How does Looker help me?

There are mechanisms in Looker to help ensure that the relationship value is correct. One is a check for primary key uniqueness. Whenever there is a fanout and symmetric aggregates are needed to compute a measure, Looker checks the leveraged primary key for uniqueness. If it is not unique, an error will appear at query run time (however, there is no LookML Validator error for this).

Also, if there is no way for Looker to handle a fanout (usually because no primary key is indicated), no measures will appear in the Explore from that view. To correct this, simply designate a field as the primary key to allow your measures to get into the Explore.

Things to consider

Dialect support for symmetric aggregates

Looker can connect with some dialects that don't support symmetric aggregates. You can view a list of dialects and their support for symmetric aggregates on the symmetric_aggregates documentation page.

Special case

The Inner join section earlier on this page states that, to determine the correct relationship value, you should look at the field or fields that are in your sql_on clause from the left table: “If the field or fields form the primary key of the left table, you can change the left side of the relationship parameter to one. If not, it typically must remain as a many.” This is true unless your table contains multiple columns that have no repeated records in them. In this case, you can treat any such column as if it were a primary key when formulating your relationship, even if it is not the column designated primary_key: yes.
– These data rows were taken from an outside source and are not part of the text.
Issue #444, opened 2024-02-21
Reduce grade of Mylyn Docs API from "public" to "internal"


ruspl-afed:
Since Mylyn Docs has major version change during this release cycle we have an unique opportunity to reduce support cost: mark all Mylyn Docs public API is internal without changing.

If anyone will complain regarding this we may consider particular signatures to be public again, otherwise they will published only after dedicated review.

ruspl-afed:
Fixed with #446 , additional warnings should be fixed with #423 or subsequent issues

PR #523, opened 2024-05-10
Don't mark wikitext API used by LSP4E as internal

akurtakov:
In versions 3.x this was api and internals are well hidden (esp in markdown plugin) thus the change to make everything internal was excessive and generates "Discouraged access" issues in LSP4E.


akurtakov:
It was identified that lsp4e is not using latest wikitext - https://github.com/eclipse-cdt/cdt/pull/779 . I tried to do that but it introduced extra discouraged access warnings thus this PR. I haven't searched why everything went internal at some point thus I'm making public only the parts that lsp4e needs that I am sure should be proper API.

ruspl-afed:
@akurtakov  don't you think this discussion in the form of a monologue was too short to promote several packages to API?

More API requires more effort from severely understaffed Mylyn team, and this is why all the Mylyn WikiText API was degraded according to https://github.com/eclipse-mylyn/org.eclipse.mylyn/issues/444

It can be handy to make sure that there is some sort of software rule in place that ensures that the statement in the previous paragraph will always remain true for the column you designate. If so, go ahead and treat it as such and make note of its special property in the view file for others to reference in the future (complete with SQL Runner link to prove it). Be aware, though, that Looker will confirm the truth of implied uniqueness when a field is designated as the primary key, but it will not do the same for other fields. It will simply not invoke the symmetric aggregates algorithm.